## Task brief
Copy every line of the following data that includes the string "myHook".

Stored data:
PR #519, opened 2025-09-03
Add rule elements for active effects

Azurelol:
# Rule Element System

The goal of this feature is to provide a flexible, scalable system of automation for many cases which our current systems can't accommodate, and to do it in a fashion that is both easy to grasp, scale up, and that starts from the smallest elements and can be combined together to create a pleasant automation experience for our users.

I will be using a shorthand, RE, for them here.

_Note that this implementation was directly inspired by PF2es rule elements._

### Rule Triggers

Every rule element has a rule trigger which determines when the automation provided by the element kicks in. These triggers themselves can be changed at anytime, and are configurable. 

The triggers receive events that are dispatched to the actor their effect belongs to, during a conflict (combat).

- Combat: When a combat event is received, the rule element is triggered. The events range from start of combat, start of character turn, end of character turn, end of round, etc.
- Damage:  When a character receives damage.
- Resource Update: When one the character's resources changes (hp/mp/ip).
- Status: When a character gains/loses a status effect.
- Attack
- Spell
- Status
- Toggle (When the AE the RE is on is disabled/enabled)
- Resolve Check
- Perform Check
- Resource Expend
- Calculate Damage

### Rule Predicates

- Species
- Weapon
- Bond
- Faction Relationship
- Targeting
- Effect

### Rule Actions

- Apply Damage: Applies damage to the character.
- Update Resource: Add/Remove to the actor's resources.
- Inflict Status on Target: On a hit for a weapon/spell/skill, apply an active effect on the target.
- Adjust progress track (clock/resource points
- Adjust traits
- Modify Expense
- Modify Damage
- Notify
- Update Track (clock progress)
- Update Token
- Play Sound Effect

### Sample Use Cases

- Regeneration: At the start of a turn can be provided by a RE that triggers at the start of the character's turn and applies a resource change.
- Damage over time: This could be provided  by an RE that triggers at the end of a character's turn and applies damage.

### Supported Skills

These are a list of skills whose automation is now supported:

- Chimerist: Consume
- Mutant: Biophagy
- Darkblade: Agony
- Entropist: Absorb MP
- Spiritist: Healing Power
- Weaponmaster Counterattack
- Loremaster: Focused, Flash of Insight
- Esper: Cognitive Focus, Hypercognition

#### Examples

image


module/helpers/async-hooks.mjs
```diff
@@ -0,0 +1,81 @@
+/**
+ * AsyncHooks — A simple async/await–aware hook system.
+ *
+ * Usage:
+ *   AsyncHooks.on("myHook", async (data) => { ... });
+ *   await AsyncHooks.call("myHook", { foo: "bar" });
+ */
+export class AsyncHooks {
```
Shourn, line 8: This is a horrible idea and places an undue burden on any future maintainer.
I understand that Hooks being synchronous is a little awkward at times, but building a secondary Hook system that _mirrors_ the original API and uses the the same/similar names but with different semantics is not the way.
The Checks API already contains multiple examples of how to manage async operations triggered by Hooks, please have another look.

module/checks/checks.mjs
```diff
@@ -515,12 +517,25 @@ reapplyClickListeners();
  */
 const performCheck = async (check, actor, item, initialConfigCallback = undefined, onPerform = undefined) => {
 	const preparedCheck = await prepareCheck(check, actor, item, initialConfigCallback);
+	CommonEvents.performCheck(check, actor, item);
 	const roll = await rollCheck(preparedCheck, actor, item);
 	const result = await processResult(preparedCheck, roll, actor, item);
+	switch (check.type) {
```
Shourn: This logic should not be part of this method.
The Checks API is supposed to be modular and this code should be part of a module that only cares about `accuracy` and `magic` checks.

Since this is async code that needs to run after everything else it would make sense to enhance the `processCheck` Hook with the callback registration functionality already present in the `prepareCheck` Hook.

module/checks/common-sections.mjs
```diff
@@ -205,49 +206,69 @@ const opportunity = (sections, opportunity, order) => {
  * @param {FUItem} item
  * @param {TargetData[]} targets
  * @param {Object} flags
- * @param {CheckResultV2} checkData
- * @param {DamageData} damageData
+ * @param {CheckInspector} inspector
  */
-const targeted = (sections, actor, item, targets, flags, checkData = undefined, damageData = undefined) => {
+const targeted = (sections, actor, item, targets, flags, inspector = undefined) => {
```
Shourn: This should be renamed, this is much more than just targets.

module/documents/sub/typed-collection-field.mjs
```diff
@@ -0,0 +1,59 @@
...
+import { ModelCollection } from './model-collection.mjs';
+import { SubDocumentDataModel } from './sub-document-data-model.mjs';
+
+const { TypedObjectField, EmbeddedDataField } = foundry.data.fields;
+
+/**
+ * @desc A collection that houses sub-documents, which can have different types.
+ * @inheritDoc ModelCollection
+ */
+export class TypedCollectionField extends TypedObjectField {
```
Shourn: Can you please explain, and add documentation, what makes this different from and preferable to `new TypedObjectField(new TypedSchemaField(model.TYPES))`?

module/documents/effects/active-effect-config.mjs
```diff
@@ -158,6 +260,103 @@ export class FUActiveEffectConfig extends foundry.applications.sheets.ActiveEffe
...
+		await TypedCollectionField.addModel(this.document.system.rules.elements, type, this.document);
+		console.debug(`Added rule element`);
+	}
+
+	/**
+	 * @param {PointerEvent} event   The originating click event
+	 * @param {HTMLElement} target   The capturing HTML element which defined a [data-action]
+	 * @returns {Promise<void>}
+	 */
+	static async #deleteRuleElement(event, target) {
```
Shourn, line 284: This action should probably have a confirmation dialog.

module/documents/effects/active-effect-config.mjs
```diff
@@ -158,6 +260,103 @@ export class FUActiveEffectConfig extends foundry.applications.sheets.ActiveEffe
...
+			await ruleElement.delete();
+		}
+	}
+
+	/**
+	 * @param {PointerEvent} event   The originating click event
+	 * @param {HTMLElement} target   The capturing HTML element which defined a [data-action]
+	 * @returns {Promise<void>}
+	 */
+	static async #clearRuleElements(event, target) {
```
Shourn, line 302: This action appears to not do what its name suggests it would do, and if it did it would _definitely_ need a confirmation dialog.

module/documents/effects/active-effect-config.mjs
```diff
@@ -158,6 +260,103 @@ export class FUActiveEffectConfig extends foundry.applications.sheets.ActiveEffe
...
+		const re = this.document.system.getRuleElement(id);
+		await re.addRuleAction();
+	}
+
+	/**
+	 * @param {PointerEvent} event   The originating click event
+	 * @param {HTMLElement} target   The capturing HTML element which defined a [data-action]
+	 * @returns {Promise<void>}
+	 */
+	static async #removeRuleAction(event, target) {
```
Shourn, line 341: This action should probably have a confirmation dialog.

module/documents/effects/active-effect-config.mjs
```diff
@@ -158,6 +260,103 @@ export class FUActiveEffectConfig extends foundry.applications.sheets.ActiveEffe
...
+		const re = this.document.system.getRuleElement(id);
+		await re.addRulePredicate();
+	}
+
+	/**
+	 * @param {PointerEvent} event   The originating click event
+	 * @param {HTMLElement} target   The capturing HTML element which defined a [data-action]
+	 * @returns {Promise<void>}
+	 */
+	static async #removeRulePredicate(event, target) {
```
Shourn, line 369: This action should probably have a confirmation dialog.

module/documents/effects/active-effect-model.mjs
```diff
@@ -10,10 +12,23 @@ import { ProgressDataModel } from '../items/common/progress-data-model.mjs';
...
  * @property {ProgressDataModel} rules.progress It can be used for tracking a clock, a resource, a counter, etc.
  * @remarks The remaining property is initialized, and must be updated.
  */
 export class FUActiveEffectModel extends foundry.abstract.TypeDataModel {
+	/**
+	 * @type {SubDocumentMetadata}
+	 */
+	static get metadata() {
+		return {
+			...super.metadata,
```
Shourn: This looks weird, none of the superclasses have a static field `metadata`, likely an error?

module/documents/sub/sub-document-data-model.mjs
```diff
@@ -0,0 +1,205 @@
...
+	 */
+	get id() {
+		return this._id;
+	}
+
+	/**
+	 * The uuid of this document.
+	 * @type {string}
+	 */
+	get uuid() {
```
Shourn: I don't think calling this uuid is a great idea because `foundry.utils.fromUuid` and `foundry.util.fromUuidSync` will not work with this.

module/documents/effects/rule-element-data-model.mjs
```diff
@@ -0,0 +1,202 @@
...
+			}),
+			actions: new TypedCollectionField(RuleActionDataModel),
+			predicates: new TypedCollectionField(RulePredicateDataModel),
+			selector: new fields.StringField({ initial: 'initial', choices: Object.keys(FU.targetSelector) }),
+			enabled: new fields.BooleanField({ initial: true }),
+		});
+	}
+
+	static migrateData(source) {
+		if (source.trigger.selector) {
```
Shourn: This looks weird, why is it necessary to mutate the source of a nested data model?

module/documents/effects/rule-element-data-model.mjs
```diff
@@ -0,0 +1,202 @@
...
+		for (const action of this.actions) {
+			await action.renderContext(context);
+		}
+	}
+
+	/**
+	 * @returns {String}
+	 */
+	get header() {
+		return `${StringUtils.localize(this.trigger.schema.model.localization)}`;
```
Shourn: Wrapping the method call in a template string appears unnecessary.

module/documents/effects/rule-element-data-model.mjs
```diff
@@ -0,0 +1,202 @@
...
+	async prepareContext(context) {
+		for (const action of this.actions) {
+			await action.renderContext(context);
+		}
+	}
+
+	/**
+	 * @returns {String}
+	 */
+	get header() {
```
Shourn: Please document that this method is used for handlebars templates, it looks unused/deletable otherwise.

module/checks/common-events.mjs
```diff
@@ -403,38 +492,151 @@ function progress(document, progress, action, increment = undefined, source = un
...
+/**
+ * @typedef InitializeCheckEvent
+ * @property {CheckConfigurer} configuration
+ * @property {CharacterInfo} source
+ * @property {InlineSourceInfo} sourceInfo
+ * @property {Object} flags
+ * @remarks Emitted when a check is about to be rendered.
+ */
+
+async function initializeCheck(configuration, actor, item) {
```
Shourn, line 575: This event appears to be inconsistently applied.
For item types with initial configuration callbacks it is dispatched at the end of said callbacks, but for `display` "checks" it is dispatched before the callback.

Wouldn't it make more sense to move this into the `Checks.prepareCheck` method and dispatch it if a config callback was provided and after the callback has executed?
That way it would not be necessary to sprinkle event dispatches across the entire system.

module/helpers/character-info.mjs
```diff
@@ -0,0 +1,103 @@
...
+	/** @type {CharacterInfo} */
+	return {
+		actor: combatant.actor,
+		token: combatant.token,
+		combatant: combatant,
+		disposition: resolveDisposition(combatant.actor, combatant.token),
+	};
+}
+
+export const CharacterInfo = Object.freeze({
```
Shourn: Weird mix of top level functions and functions defined in the export object here.
Please choose one style and clean this up.

module/helpers/foundry-utils.mjs
```diff
@@ -173,4 +233,26 @@ export default class FoundryUtils {
...
+			value: key,
+		}));
+	}
+
+	/**
+	 * @param {String} text
+	 * @param {Object} context
+	 * @returns {Promise<*>}
+	 */
+	static async enrichText(text, context) {
```
Shourn, line 255: If this is supposed to be the future preferred way to enrich text please mark `text-editor.mjs` as deprecated for removal.

module/helpers/inline-helper.mjs
```diff
@@ -247,25 +253,11 @@ function appendVariableToAnchor(anchor, key, expression, localization = 'FU.Vari
...
 function toBase64(value) {
-	try {
-		const string = JSON.stringify(value);
-		const bytes = new TextEncoder().encode(string);
-		const binString = Array.from(bytes, (byte) => String.fromCodePoint(byte)).join('');
-		return btoa(binString);
-	} catch (e) {
-		return null;
-	}
+	return StringUtils.toBase64(value);
```
Shourn: Why move this to `StringUtils` but then keep the function?

module/helpers/inline-helper.mjs
```diff
@@ -247,25 +253,11 @@ function appendVariableToAnchor(anchor, key, expression, localization = 'FU.Vari
...
 function fromBase64(base64) {
-	try {
-		const binString = atob(base64);
-		const uint8Array = Uint8Array.from(binString, (m) => m.codePointAt(0));
-		const decodedValue = new TextDecoder().decode(uint8Array);
-		return JSON.parse(decodedValue);
-	} catch (e) {
-		return null;
-	}
+	return StringUtils.fromBase64(base64);
```
Shourn: Why move this to `StringUtils` but then keep the function?

module/helpers/object-utils.mjs
```diff
@@ -43,8 +43,13 @@ function cleanObject(obj) {
 	return Object.fromEntries(Object.entries(obj).filter(([_, v]) => v !== undefined));
 }
 
+function selectKeys(record, keys) {
```
Shourn: Some documentation would be helpful, especially here where the method does something that many JS devs already know by another name (`pick` in this case).

styles/static/icons/affinities/air.png
Shourn, line 1: Why did you copy all these?

templates/item/hoplosphere/hoplosphere-effect-choice-and-amount.hbs
```diff
@@ -3,7 +3,7 @@
 	<label class="resource-label-sm">
 		{{localize templateData.choice.label}}
 		<select name="{{fieldPrefix}}.{{templateData.choice.name}}" class="resource-inputs select-dropdown-full">
-			{{selectOptions templateData.choice.choices selected=(lookup effect templateData.choice.name) localize=true}}
+			{{selectOptions templateData.choice.qualifiedChoices selected=(lookup effect templateData.choice.name) localize=true}}
```
Shourn: Global rename error, needs revert.

templates/item/hoplosphere/hoplosphere-effect-single-choice.hbs
```diff
@@ -2,6 +2,6 @@
 <label class="resource-label-sm">
 	{{localize templateData.label}}
 	<select name="{{fieldPrefix}}.{{templateData.name}}" class="resource-inputs select-dropdown-full">
-		{{selectOptions templateData.choices selected=(lookup effect templateData.name) localize=true}}
+		{{selectOptions templateData.qualifiedChoices selected=(lookup effect templateData.name) localize=true}}
```
Shourn: Global rename error, needs revert.

module/documents/sub/sub-document-data-model.mjs
```diff
@@ -0,0 +1,205 @@
...
+				required: true,
+				blank: false,
+				initial: this.TYPE,
+				validate: (value) => value === this.TYPE,
+			}),
+		};
+	}
+
+	/** @inheritdoc */
+	renderContext() {
```
Shourn: `renderContext` is a misleading name for this method, it should probably be called either `prepareContext` or `prepareRenderContext`.

Shourn (changes requested):

styles/static/icons/affinities/air.png
Azurelol: These were copied to better align with the rest of the icons in `styles/static/icons/*`; it's something I planned to bring up on the channel regarding common icon locations.

Azurelol: I hadn't yet decided whether to go along with that and update the references to the previous location across or abandon the endeavor.

module/helpers/object-utils.mjs
Azurelol: Will do.

templates/item/hoplosphere/hoplosphere-effect-choice-and-amount.hbs
Azurelol: Ack. Will fix.

templates/item/hoplosphere/hoplosphere-effect-single-choice.hbs
Azurelol: Ack. Will fix.

module/documents/sub/sub-document-data-model.mjs
Azurelol: I struggled to come up with a name for it; I will go with one of your suggestions.

module/documents/effects/active-effect-config.mjs
Azurelol: Tis done.

module/documents/effects/active-effect-config.mjs
Azurelol: Damn, not sure where the actual clear procedure went. Fixed it and added a confirmation dialog.

module/documents/effects/active-effect-config.mjs
Azurelol: Tis done.

module/documents/effects/active-effect-config.mjs
Azurelol: Tis done.

module/documents/effects/active-effect-model.mjs
Azurelol: Will remove the super. Indeed an oversight.

module/documents/effects/rule-element-data-model.mjs
Azurelol: This one is not needed anymore, will remove; there's a few of these WIP migration methods around the RE data models as I prototyped their data structures.

module/documents/effects/rule-element-data-model.mjs
Azurelol: Indeed.

module/documents/effects/rule-element-data-model.mjs
Azurelol: Will do.

module/helpers/inline-helper.mjs
Azurelol: I had punted off removing these, but it's done now.

module/helpers/inline-helper.mjs
Azurelol: I had punted off removing these, but it's done now.

module/helpers/character-info.mjs
Azurelol: Fixed.

module/checks/common-events.mjs
Azurelol: Good points. I will try that.

module/checks/common-sections.mjs
Azurelol: Will do.

module/checks/checks.mjs
Azurelol: It's done.

module/helpers/async-hooks.mjs
Azurelol: I have gone over other issues in the checks API related to this usage and simplified it, and reused the same pattern employed when possible.

For the use cases used in the 4 events that make use of this API, I did not find a substitute that wouldn't complicate the checks API further. I don't want REs to directly subscribe or register to the checks pipeline directly, but instead just to the events and have that layer of abstraction, in the simplest API possible.

module/documents/sub/typed-collection-field.mjs
Azurelol: It's meant to be used exclusively for the SubDocumentDataModel. 

I have renamed the class to be unambiguous regarding that.

module/documents/sub/sub-document-data-model.mjs
Azurelol: Sure. It's only used internally anyways.

module/helpers/foundry-utils.mjs
Azurelol: At this time I have no such plan. I just felt it is cumbersome to directly invoke the text editor API in such a way.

## Response to this task
+ *   AsyncHooks.on("myHook", async (data) => { ... });
+ *   await AsyncHooks.call("myHook", { foo: "bar" });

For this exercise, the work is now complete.